Note that while being more convenient to use, in part more exact/precise, and also boiled down, there is not real [IT sense] information in there which couldn't be located or computed from the original by relatively simple (if only painstaking) processes.
An financial analyst's report may contain ... knowledge
For example if the report indicate [bogus example] that whenever the price of Oil goes past a certain threshold, the value of gold start declining, but then quickly spikes again, around the time the price of coffee and tea stabilize. This particular insight constitute knowledge. This knowledge may have been hidden in the data alone, all along, but only became apparent when one applied some fancy statistically analysis, and/or required the help of a human expert to find or confirm such patterns.
By the way, in the Information Theory sense of the word Information, "data", "information" and "knowlegde" all contain [IT sense] information.
One could possibly get on the slippery slope of stating that "As we go up the chain the entropy decreases", but that is only loosely true because
entropy decrease is not directly or systematically tied to "usefulness for human"
(a typical example is that a zipped text file has less entropy yet is no fun reading)
there is effectively a loss of information (in addition to entropy loss)
(for example when data is aggregate the [IT sense] information about individual records get lost)
there is, particular in the case of Information -> Knowlege, a change in level of abstration
A final point (if I haven't confused everybody yet...) is the idea that the data->info->knowledge chain is effectively relative to the intended use/purpose of the [IT-sense] Information.
ewernli in a comment below provides the example of the spell checker, i.e. when the focus is on English orthography, the most insightful paper from a Wallstreet genius is merely a string of words, effectively "raw data", some of it in need of improvement (along the orthography purpose chain.
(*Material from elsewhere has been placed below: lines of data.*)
PR #8639, opened 2026-06-30
fix: enforce OS_SECURITY_KEY when JWT env vars set but no JWT middleware installed

### LINKED ISSUE #8625: [Security] JWT env vars bypass OS_SECURITY_KEY when AgentOS authorization is disabled
### Description

AgentOS can unintentionally disable OS_SECURITY_KEY authentication when a JWT-related environment variable is present, even if AgentOS(authorization=False) and no JWT middleware is installed.

The vulnerable path is:

- AgentOS.authorization defaults to False (libs/agno/agno/os/app.py:235-237)
- JWT middleware is only added when self.authorization is true (libs/agno/agno/os/app.py:1067-1081)
- the route authentication dependency returns True when _is_jwt_configured() sees JWT_VERIFICATION_KEY or JWT_JWKS_FILE (libs/agno/agno/os/auth.py:54-59, libs/agno/agno/os/auth.py:78-93)
- at that point the dependency skips the configured OS_SECURITY_KEY check, but there may be no JWT middleware validating the request

This makes a common environment collision dangerous: a deployer can set OS_SECURITY_KEY expecting bearer-token protection, but another JWT env var in the process environment causes AgentOS routes to become unauthenticated unless authorization=True is also configured.

This is not just a local-dev surface. The README describes AgentOS as a Production API and advertises JWT RBAC/security, and the cookbook demo explicitly says setting OS_SECURITY_KEY enables authentication while constructing AgentOS(...) without authorization=True.

### Steps to Reproduce

Run this from the repo root:

```bash
PYTHONPATH=libs/agno OS_SECURITY_KEY=sekret python - <<'PY'
import os
from fastapi.testclient import TestClient

from agno.agent import Agent
from agno.os import AgentOS


def build_client():
    agent = Agent(id="a", name="A")
    app = AgentOS(id="os-test", agents=[agent], authorization=False, telemetry=False).get_app()
    return TestClient(app)


# Baseline: OS_SECURITY_KEY only
os.environ.pop("JWT_VERIFICATION_KEY", None)
os.environ.pop("JWT_JWKS_FILE", None)
client = build_client()
print("without_jwt_env_no_auth", client.get("/config").status_code)
print("without_jwt_env_bad_bearer", client.get("/config", headers={"Authorization": "Bearer bad"}).status_code)
print("without_jwt_env_good_bearer", client.get("/config", headers={"Authorization": "Bearer sekret"}).status_code)

# Same AgentOS config, but a JWT env var is present.
# authorization=False means AgentOS does not install JWT middleware.
os.environ["JWT_VERIFICATION_KEY"] = "not-used-by-agentos-when-authorization-false"
client = build_client()
print("with_jwt_env_no_auth", client.get("/config").status_code)
print("with_jwt_env_bad_bearer", client.get("/config", headers={"Authorization": "Bearer bad"}).status_code)
PY
```

Output on current main:

```text
without_jwt_env_no_auth 401
without_jwt_env_bad_bearer 401
without_jwt_env_good_bearer 200
with_jwt_env_no_auth 200
with_jwt_env_bad_bearer 200
```

```python
agent_os = AgentOS(
    id="os-test",
    agents=[agent],
    authorization=False,  # default
)
app = agent_os.get_app()
```

Environment:

```bash
OS_SECURITY_KEY=sekret
JWT_VERIFICATION_KEY=some-value
```

The second variable can come from a shared deployment environment even when this AgentOS instance is not configured for JWT authorization.

### Expected Behavior

If OS_SECURITY_KEY is configured and JWT middleware is not actually installed for this AgentOS app, requests without the correct bearer token should still be rejected.

In the reproducer, both of these should remain 401:

```text
with_jwt_env_no_auth
with_jwt_env_bad_bearer
```

### Actual Behavior

The presence of JWT_VERIFICATION_KEY makes the auth dependency return True before checking OS_SECURITY_KEY.

Because authorization=False, AgentOS does not add JWTMiddleware, so there is no replacement authentication layer. /config returns 200 without any token and with an invalid bearer token.

Verifier output:

```text
without_jwt_env_no_auth 401
without_jwt_env_bad_bearer 401
without_jwt_env_good_bearer 200
with_jwt_env_no_auth 200
with_jwt_env_bad_bearer 200
```

### Environment

```markdown
- Repo: agno-agi/agno
- Commit tested: a3114f4047168577e8f487a42561c1a772a51ae4
- Local package path: PYTHONPATH=libs/agno
- Python: 3.12
```

Do not treat JWT environment variables as proof that authentication already happened.

The route dependency should only skip OS_SECURITY_KEY validation when one of these is true:

- settings.authorization_enabled is true because this AgentOS instance installed JWT middleware
- request.state.authenticated was set by an actual middleware for this request

In other words, remove or narrow the _is_jwt_configured() bypass in get_authentication_dependency().

The same precedence should be reviewed in validate_websocket_token(), which currently has the same env-var-only skip.

Regression coverage should include:

- OS_SECURITY_KEY only: no token is 401, correct bearer is 200
- OS_SECURITY_KEY plus JWT_VERIFICATION_KEY, with authorization=False: no token and invalid bearer remain 401
- authorization=True: JWT behavior still works as intended

### Additional Context

The warning in AgentOS.get_app() handles the case where both JWT env vars and OS_SECURITY_KEY are present while authorization=True. The problematic case is authorization=False, where JWT env vars still cause OS_SECURITY_KEY to be skipped but no JWT middleware is installed.

anneheartrecord:
## Summary

Fixes the security issue in #8625: when `authorization=False`, the presence of `JWT_VERIFICATION_KEY` or `JWT_JWKS_FILE` in the environment caused `OS_SECURITY_KEY` to be skipped, even though no JWT middleware is installed in that configuration. The result is that `/config` and other routes become reachable with no token or an invalid bearer.

The bypass lived in two places in `libs/agno/agno/os/auth.py`:

- `get_authentication_dependency()` returned `True` whenever `_is_jwt_configured()` saw a JWT env var, before checking `OS_SECURITY_KEY`.
- `validate_websocket_token()` had the same env-var-only skip.

Env-var presence is not proof that authentication happened. This PR removes the `_is_jwt_configured()` bypass from both paths (and drops the now-unused helper). Legitimate setups are unaffected:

Similarly, a linguist using thousands of newspaper articles which typically (we can hope...) contain at least some insight/knowledge (in the general sense), may just consider these articles raw data, which will help him/her create automatically French-German lexicon (this will be information), and as he works on the project, he may discover a systematic semantic shift in the use of common words betwen the two languages, and hence gather insight into the distinct cultures.
Define information and data first, very carefully.
What is information and what is data is very dependent on context. An extreme example is a picture of you at a party which you email. For you it's information, but for the the ISP it's just data to be passed on.
Sometimes just adding the right context changes data to information.
So, to answer you question: No, information is not a subset of data. It could be at least the following.
A superset, when you add context
A subset, needle-in-a-haystack issue
A function of the data, e.g. in a digest
There are probably more situations.
This is how I see it...
Data is dirty and raw. You'll probably have too much of it.
... Jason ... 27 ... Denton ...
Information is the data you need, organised and meaningful.
Jason.age=27
Jason.city=Denton
Knowledge is why there are wikis, blogs: to keep track of insights and experiences. Note that these are human (and community) attributes. Except for maybe a weird science project, no computer is on Facebook telling people what it believes in.
information is an enhancement of data:
data is inert
information is actionable
note that information without data is merely an opinion ;-)
Information could be data if you had some way of representing the additional content that makes it information. A program that tries to 'understand' written text might transform the input text into a format that allows for more complex processing of the meaning of that text. This transformed format is a kind of data that represents information, when understood in the context of the overall processing system. From outside the system it appears as data, whereas inside the system it is the information that is being understood.